(Beginning of SUPPLIED INFORMATION)
Issue #358, opened 2012-03-06
Antialiasing Support (GraphicsDevice.PreferMultiSampling)


ghost:
All platforms need to have antialiasing (re-?)enabled.  Pointers [here](http://www.gandogames.com/2010/07/tutorial-using-anti-aliasing-msaa-in-the-iphone/) and [here](https://devforums.apple.com/thread/45850).

aienabled:
I'm using DirectX11 and changing `GraphicsDevice.PresentationParameters.MultiSampleCount` during runtime has no effect (`Apply()` is called).
However, if I set this in MonoGame source code (method `GraphicsDeviceManager.Initialize()`) before creating the graphics device, it works fine.
So the issue is only with applying the multi-sampling after initialization.

GuilhermeAmorim93:
I'm using DirectX11 too,
But changing it during Game.Initialize() with `GraphicsDevice.PresentationParameters.MultiSampleCount = 8; GraphicsDeviceManager.Apply();`
causes nothing to be rendered. 

Any value other than 1 causes this to happen.

Noemata:
Latest build still has this issue.

SeriousMartin:
This problem still persists with the current version (https://github.com/MonoGame/MonoGame/commit/dd2e6cb79ecf6cb553582c402635d13faf9e9596 with #5477 merged). Any idea what could cause this?

zigzag312:
@SeriousMartin On what platform and are you using render targets? #5477 fixes only one small part of AA issues.

Jjagg:
@SeriousMartin You mean for a DirectX project? If so can you check the value of `MaxMultiSampleCount` in `GraphicsDevice.GraphicsCapabilities` for your `GraphicsDevice` using a debugger. Are you setting `GraphicsDeviceManager.PreferMultiSampling = true` (either in your constructor or by calling `ApplyChanges` afterwards) or using the `OnPreparingDeviceSettings` event? Note that the method mentioned above that directly changes `GraphicsDevice.PresentationParameters.MultiSampleCount` does not and should not work.
The three correct ways for modifying multisample count - and `PresentationParameters` in general - are the following:

- Setting `GraphicsDeviceManager.PreferMultiSampling` will set multisample count to the maximum supported by the GPU
[...]

PR #5617, opened 2017-03-24
Fixed DirectX back buffer update when multisampling changes

zigzag312:
Fixes issue of multisampling not working & nothing being drawn when multisampling is changed mid-game. https://github.com/MonoGame/MonoGame/issues/358#issuecomment-288793036 https://github.com/MonoGame/MonoGame/issues/358#issuecomment-288967105

### DIFF
--- a/MonoGame.Framework/Graphics/GraphicsDevice.DirectX.cs
+++ b/MonoGame.Framework/Graphics/GraphicsDevice.DirectX.cs
@@ -729,7 +729,10 @@ namespace Microsoft.Xna.Framework.Graphics
                 PresentationParameters.MultiSampleCount);
 
             // If the swap chain already exists... update it.
-            if (_swapChain != null)
+            if (_swapChain != null
+                // check if multisampling hasn't changed
+                && _swapChain.Description.SampleDescription.Count == multisampleDesc.Count
+                && _swapChain.Description.SampleDescription.Quality == multisampleDesc.Quality)
             {
                 _swapChain.ResizeBuffers(2,
                                         PresentationParameters.BackBufferWidth,
@@ -741,6 +744,10 @@ namespace Microsoft.Xna.Framework.Graphics
             // Otherwise, create a new swap chain.
             else
             {
+                // Dispose of old swap chain if exists
+                if (_swapChain != null)
+                    _swapChain.Dispose();
+
                 // SwapChain description
                 var desc = new SharpDX.DXGI.SwapChainDescription()
                 {
--- a/MonoGame.Framework/Graphics/GraphicsDevice.DirectX.cs
+++ b/MonoGame.Framework/Graphics/GraphicsDevice.DirectX.cs
@@ -744,9 +744,15 @@ namespace Microsoft.Xna.Framework.Graphics
             // Otherwise, create a new swap chain.
             else
             {
+                var isWindowed = true;//TODO: should we use PresentationParameters here?
                 // Dispose of old swap chain if exists
                 if (_swapChain != null)
+                {
+                    isWindowed = !_swapChain.IsFullScreen;
+                    // Before releasing a swap chain, first switch to windowed mode
+                    _swapChain.SetFullscreenState(false, null);
                     _swapChain.Dispose();
+                }
 
                 // SwapChain description
                 var desc = new SharpDX.DXGI.SwapChainDescription()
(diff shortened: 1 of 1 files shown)


Jjagg:
Looks like issues on the Mac build bot
```
 Error while applying patch: Failed to chmod: /Applications/buildAgent/work/59a4b66548a5cef5/Installers/MacOS/Scripts/Pipeline/postinstall 
```

zigzag312:
Why does it fail? Issues with build server?

Jjagg:
Yeah, definitely not because of changes in this PR. @tomspilman Any idea what's up?

tomspilman:
Yeah something weird happened on the build server... not sure what.  I re-ran the build and it is working now.

Jjagg:
The changes here cause issues when in full screen mode. Changing ms count in soft full screen doesn't do anything and in mode switched full screen it causes a crash. I should mention I didn't test this branch directly, but applied the changes to my branch from #5585. Maybe things are better in this branch, but this and #5585 should play nice together so I'll see if I can fix my PR so it works correctly in combination with the changes here.

I can confirm that this does work when not in full screen.

zigzag312:
Good catch. Previously _swapChain was never recreated, but I haven't found any method similar to SwapChain.ResizeBuffers(...) that would update multisampling count on swap chain. So old swap chain is disposed and recreated from scratch, but I am not sure it should be done this way. 

It crashes when it tries to create new swap chain.
`_swapChain = new SwapChain(dxgiFactory, dxgiDevice, desc);`

zigzag312:
Issues when in full screen mode should be fixed now.

zigzag312:
Can someone review this:  https://github.com/zigzag312/MonoGame/blob/61c6aca577c7b0d8115fd01214a429cb7e4bdb19/MonoGame.Framework/Graphics/GraphicsDevice.DirectX.cs#L747

Jjagg:
Yes, you can use PresentationParameters because the value in there is what we want the full screen state to be. So should be `isWindowed = pp.IsFullScreen && pp.HardwareModeSwitch`. I vaguely recall initializing the swap chain in full screen causing some issues though, so maybe it's better to initialize it windowed and then call `SetHardwareFullscreen`.

zigzag312:
@Jjagg Do you have any suggestion where to put SetHardwareFullscreen?

It seems you remember correctly :) I found following remarks regarding creating full screen swap chain:

- If a Windows Store app calls CreateSwapChain with full screen specified, CreateSwapChain fails.
- Because the target output can't be chosen explicitly when the swap chain is created, we recommend not to create a full-screen swap chain. This can reduce presentation performance if the swap chain size and the output window size do not match. Here are two ways to ensure that the sizes match:
  - Create a windowed swap chain and then set it full-screen using IDXGISwapChain::SetFullscreenState.
  - Save a pointer to the swap chain immediately after creation, and use it to get the output window size during a WM_SIZE event. Then resize the swap chain buffers (with IDXGISwapChain::ResizeBuffers) during the transition from windowed to full-screen.

[IDXGIFactory::CreateSwapChain method (Windows)](https://msdn.microsoft.com/en-us/library/windows/desktop/bb174537(v=vs.85).aspx#NOTES_FOR_WINDOWS_STORE_APPS)

Jjagg:
> Do you have any suggestion where to put SetHardwareFullscreen?

It's already defined here: https://github.com/MonoGame/MonoGame/blob/develop/MonoGame.Framework/Graphics/GraphicsDevice.DirectX.cs#L676

zigzag312:
Changed to always create a windowed swap chain and then set it full-screen if needed. 

It only changes new swap chain to full screen, if old swap chain was already full screen. So it doesn't conflict with EnterFullScreen() method that needs to save Form location before entering full screen.

Jjagg:
@KonajuGames Could you take a look at getting this merged? I can confirm this fixes changing MSAA at runtime.

tomspilman:
@zigzag312 @Jjagg - Could you guys look at...

https://github.com/MonoGame/MonoGame/blob/develop/MonoGame.Framework/Graphics/SwapChainRenderTarget.cs

... and see if it needs a similar fix?

Also would be nice one day for that to work on OpenGL too.

tomspilman:
Thanks @zigzag312 ... merging!

zigzag312:
@tomspilman SwapChainRenderTarget is missing clamping on preferredMultiSampleCount. But I don't see other issues like here, as that swapchain never changes once created and is always windowed. I can make PR for clamping.

PR #9117, opened 2025-11-23
Refactor Game class and cleanup method descriptions

Ch3shireDev:
### Description of Change

I've cleaned up Game.cs file, fixing typos and improving Equals method to use declaration pattern in type test pattern. Also, my IDE removed additional spaces at the end of comments.


dellis1972:
We need to check that the new syntax is compatible with the console codebase (its either on .net 4.5 or netstandard 2.1 I can't remember which). So I've added the Blocked label for now.

SimonDarksideJ:
> We need to check that the new syntax is compatible with the console codebase (its either on .net 4.5 or netstandard 2.1 I can't remember which). So I've added the Blocked label for now.

Updating the branch following @harry-cpp PR to use Native for Console check and running the automation check

MonoGame.Framework/Game.cs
(End of SUPPLIED INFORMATION)
PROBLEM: Check each line in the records above for the word "suggestion". Return those that have it.

ANSWER TO THE PROBLEM:
@Jjagg Do you have any suggestion where to put SetHardwareFullscreen?
> Do you have any suggestion where to put SetHardwareFullscreen?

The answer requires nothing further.